*Requirement*
Reproduce every record below, character by character.

*Stored data entries*
PR #3146, opened 2021-07-11
Add Macintosh black-and-white mode for Mac Loom and Indy3

eriktorbjorn:
This adds a black-and-white mode for Mac Loom and Indy3. This feature was actually requested several years ago [1]. I don't know if that guy is still around, but maybe others want it as well.

Each color is dithered to a 2x2 pattern. I don't know if the actual patterns were some sort of standard, or if LucasArts came up with them themselves. But I believe that the result is pixel-perfect compared to the originals. I have put these, along with the Mac "EGA" palette, in a new header file, graphics/macega.h in case they can be reused elsewhere. When I did it, I was mainly thinking about the Mac AGI games, though looking closer at screenshots I suspect they used 3x2 dither patterns instead. Oh well.

Text is rendered as black or white (I think all of the in-game text is white), except for dark gray which is rendered using a checkerboard pattern. This is used for disabled notes in Loom, and for the replacement verb GUI in Indy3. The Loom notes appear to be pixel perfect, except I still can't figure out exactly if/when/how the notes used shadowed text. Oh well, that'll have to be good enough.

When running in 16 colors, the games use the shadow palette to remap colors. This makes no sense when you only have two colors, so these color changes are handled by the renderer, and any change to the shadow palette triggers a full redraw of the screen. This is used for the lightning flashes around Castle Brunwald in Indy3, and for the scene in Loom where the dragon finds Rusty asleep. (If there are other scenes, I'm not aware of them.)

*Task output*
PR #3146, opened 2021-07-11
Add Macintosh black-and-white mode for Mac Loom and Indy3

eriktorbjorn:
This adds a black-and-white mode for Mac Loom and Indy3. This feature was actually requested several years ago [1]. I don't know if that guy is still around, but maybe others want it as well.

Each color is dithered to a 2x2 pattern. I don't know if the actual patterns were some sort of standard, or if LucasArts came up with them themselves. But I believe that the result is pixel-perfect compared to the originals. I have put these, along with the Mac "EGA" palette, in a new header file, graphics/macega.h in case they can be reused elsewhere. When I did it, I was mainly thinking about the Mac AGI games, though looking closer at screenshots I suspect they used 3x2 dither patterns instead. Oh well.

Text is rendered as black or white (I think all of the in-game text is white), except for dark gray which is rendered using a checkerboard pattern. This is used for disabled notes in Loom, and for the replacement verb GUI in Indy3. The Loom notes appear to be pixel perfect, except I still can't figure out exactly if/when/how the notes used shadowed text. Oh well, that'll have to be good enough.

When running in 16 colors, the games use the shadow palette to remap colors. This makes no sense when you only have two colors, so these color changes are handled by the renderer, and any change to the shadow palette triggers a full redraw of the screen. This is used for the lightning flashes around Castle Brunwald in Indy3, and for the scene in Loom where the dragon finds Rusty asleep. (If there are other scenes, I'm not aware of them.)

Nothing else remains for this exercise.